(Entries supplied begins)

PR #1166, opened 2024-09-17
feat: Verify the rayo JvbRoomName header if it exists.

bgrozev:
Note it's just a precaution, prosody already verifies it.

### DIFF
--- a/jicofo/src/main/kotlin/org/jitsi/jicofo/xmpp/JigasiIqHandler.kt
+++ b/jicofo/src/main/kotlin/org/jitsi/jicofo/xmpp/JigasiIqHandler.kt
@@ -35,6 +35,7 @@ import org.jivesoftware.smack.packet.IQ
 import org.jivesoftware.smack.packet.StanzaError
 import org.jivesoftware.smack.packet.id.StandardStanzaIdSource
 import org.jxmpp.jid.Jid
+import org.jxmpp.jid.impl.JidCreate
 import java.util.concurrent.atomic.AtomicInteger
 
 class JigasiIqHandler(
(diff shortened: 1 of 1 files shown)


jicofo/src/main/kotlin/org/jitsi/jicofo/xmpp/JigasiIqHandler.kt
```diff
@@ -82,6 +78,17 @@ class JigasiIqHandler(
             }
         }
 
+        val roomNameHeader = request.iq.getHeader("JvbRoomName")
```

(Entries supplied ends)

What is needed
All lines above that contain "JvbRoomName" are required in the answer.

Task answer
feat: Verify the rayo JvbRoomName header if it exists.
+        val roomNameHeader = request.iq.getHeader("JvbRoomName")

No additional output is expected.